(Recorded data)
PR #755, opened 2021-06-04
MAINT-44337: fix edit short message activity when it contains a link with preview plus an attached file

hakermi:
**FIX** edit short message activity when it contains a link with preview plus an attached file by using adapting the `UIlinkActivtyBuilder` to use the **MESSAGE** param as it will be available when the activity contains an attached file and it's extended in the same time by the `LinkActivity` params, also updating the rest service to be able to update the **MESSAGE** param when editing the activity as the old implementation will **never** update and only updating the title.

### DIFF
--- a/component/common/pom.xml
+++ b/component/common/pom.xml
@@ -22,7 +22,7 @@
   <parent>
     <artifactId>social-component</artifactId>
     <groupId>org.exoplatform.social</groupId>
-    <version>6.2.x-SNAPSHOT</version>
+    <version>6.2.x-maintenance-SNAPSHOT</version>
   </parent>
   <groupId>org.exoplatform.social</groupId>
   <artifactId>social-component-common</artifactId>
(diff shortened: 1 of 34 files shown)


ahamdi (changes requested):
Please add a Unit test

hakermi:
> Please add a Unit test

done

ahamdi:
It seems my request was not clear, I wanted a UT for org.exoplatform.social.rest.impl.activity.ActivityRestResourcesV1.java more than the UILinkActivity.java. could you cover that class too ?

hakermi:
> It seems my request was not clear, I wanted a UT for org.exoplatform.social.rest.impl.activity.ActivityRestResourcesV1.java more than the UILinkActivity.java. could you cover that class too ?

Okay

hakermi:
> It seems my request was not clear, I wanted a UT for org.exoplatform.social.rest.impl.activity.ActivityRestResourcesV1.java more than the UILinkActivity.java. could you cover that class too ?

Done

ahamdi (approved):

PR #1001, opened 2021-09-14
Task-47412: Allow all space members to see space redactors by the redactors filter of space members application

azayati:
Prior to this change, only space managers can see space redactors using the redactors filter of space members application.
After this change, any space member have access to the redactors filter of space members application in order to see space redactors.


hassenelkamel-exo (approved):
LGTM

AIM OF THE EXERCISE
Reproduce the full set of records precisely.

RESPONSE TO THE TASK
PR #755, opened 2021-06-04
MAINT-44337: fix edit short message activity when it contains a link with preview plus an attached file

hakermi:
**FIX** edit short message activity when it contains a link with preview plus an attached file by using adapting the `UIlinkActivtyBuilder` to use the **MESSAGE** param as it will be available when the activity contains an attached file and it's extended in the same time by the `LinkActivity` params, also updating the rest service to be able to update the **MESSAGE** param when editing the activity as the old implementation will **never** update and only updating the title.

### DIFF
--- a/component/common/pom.xml
+++ b/component/common/pom.xml
@@ -22,7 +22,7 @@
   <parent>
     <artifactId>social-component</artifactId>
     <groupId>org.exoplatform.social</groupId>
-    <version>6.2.x-SNAPSHOT</version>
+    <version>6.2.x-maintenance-SNAPSHOT</version>
   </parent>
   <groupId>org.exoplatform.social</groupId>
   <artifactId>social-component-common</artifactId>
(diff shortened: 1 of 34 files shown)


ahamdi (changes requested):
Please add a Unit test

hakermi:
> Please add a Unit test

done

ahamdi:
It seems my request was not clear, I wanted a UT for org.exoplatform.social.rest.impl.activity.ActivityRestResourcesV1.java more than the UILinkActivity.java. could you cover that class too ?

hakermi:
> It seems my request was not clear, I wanted a UT for org.exoplatform.social.rest.impl.activity.ActivityRestResourcesV1.java more than the UILinkActivity.java. could you cover that class too ?

Okay

hakermi:
> It seems my request was not clear, I wanted a UT for org.exoplatform.social.rest.impl.activity.ActivityRestResourcesV1.java more than the UILinkActivity.java. could you cover that class too ?

Done

ahamdi (approved):

PR #1001, opened 2021-09-14
Task-47412: Allow all space members to see space redactors by the redactors filter of space members application

azayati:
Prior to this change, only space managers can see space redactors using the redactors filter of space members application.
After this change, any space member have access to the redactors filter of space members application in order to see space redactors.


hassenelkamel-exo (approved):
LGTM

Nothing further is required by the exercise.